The field commanders from the Kenyan, Ugandan and Burundian contingents flew back to their bases on Friday morning.

Modify strategy

The assault, which will include air and naval strikes to support the ground troops, was earlier meant to start by August 8, but was pushed back after field commanders were asked to modify their strategy following a series of meetings in July in Nairobi, including a comprehensive brief for the regional army chiefs that took place on July 23 in the Ethiopian capital, Addis Ababa.

Kenyan troops, now in Afmadow are expected to advance towards Kismayu, probably using Biibi, a town located 75 kilometres from Kismayu, as a forward operations base.

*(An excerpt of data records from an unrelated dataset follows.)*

PR #300, opened 2018-07-20
[FIX] Get a session with a database

StefanRijnhart:
If a job is executed using a session without a database, Odoo will always connect to the postgreql database for a database list. This is actually expensive because Odoo does not reuse the psycopg2 connection to the postgresql database so every job that is being run leads to a new database connection that is only used once for nothing.

### DIFF
--- a/connector/controllers/main.py
+++ b/connector/controllers/main.py
@@ -68,18 +68,6 @@ class RunJobController(http.Controller):
             self.job_storage_class(session).store(job)
         _logger.debug('%s done', job)
 
-    @http.route('/connector/session', type='http', auth="none")
-    def session(self):
-        """ Used by the jobrunner to spawn a session
-
-        The connector jobrunner uses anonymous sessions when it calls
-        ``/connnector/runjob``.  To avoid having thousands of anonymous
-        sessions, before running jobs, it creates a ``requests.Session``
-        and does a GET on ``/connector/session``, providing it a cookie
-        which will be used for subsequent calls to runjob.
-        """
-        return ''
-
     @http.route('/connector/runjob', type='http', auth='none')
     def runjob(self, db, job_uuid, **kw):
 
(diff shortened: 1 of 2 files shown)


StefanRijnhart:
This is actually untested because I don't use the connector on 9.0 but I wanted to have a discussion about this before I backport the whole session feature to 8.0.

sbidoul:
Nothing shocking at first glance. LGTM.

StefanRijnhart:
I think @guewen opted for a 'lightweight' session method on purpose so I'd love to hear from him if this still counts as lightweight or if there are other problems with it.

guewen:
> I think @guewen opted for a 'lightweight' session method on purpose so I'd love to hear from him if this still counts as lightweight or if there are other problems with it.

Overlooked the db handling, that is the reason. 
Looks good to me!

guewen (approved):

simahawk (approved):
build errors related to linting and docs

rmoehn:
Since I need this feature for Odoo 8, I will backport it. Let me know if someone else is already working on that, so we don't do duplicate work.

lmignon:
@StefanRijnhart Your code LGTM. Did you have the opportunity to test it?

StefanRijnhart:
We are actually running this in 8.0, not 9.0 so I can post the backport when I'm behind a screen in a couple of days

lmignon:
Thank you for the follow-up @StefanRijnhart

rmoehn:
@StefanRijnhart, if you won't get around to doing this, please tell us, so I know that I have to stop waiting and start working on it myself.

StefanRijnhart:
@rmoehn here you go: https://github.com/OCA/connector/pull/303. I could not take a clear cherry-pick from our custom branch so it would be good if you could test that version.

rmoehn:
Thanks a lot! I will give it a go on Monday.

guewen:
I could run a successful test with it. Thanks :)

They are expected to fight alongside Ethiopian units and allied militia. The Ethiopian air force may also take part in the air bombardment.

Sources familiar with military thinking suggest that the initial air strikes would target Al-Shabaab command and control sites, troop concentrations and convoys and defensive fortifications.

Potential targets

Two potential targets are Kismayu Stadium, believed to be a key logistical and operational hub, and Jilib Beach District, where senior Al-Shabaab commanders are thought to live.

The KDF plans to establish a major logistical facility in Buale District, Jubba region, for which it has assembled an assortment of lethal hardware, including armoured personnel carriers (APCs) and battle tanks.

Meanwhile, Ugandan and Burundian contingents will support Kenyan ground troops with four infantry battalions. Some of these troops are already on their way to Kismayu, having taken control of Afgoye and a string of coastal villages in Lower Juba. Other troops will be inserted into the theatre of operations by air, sources said.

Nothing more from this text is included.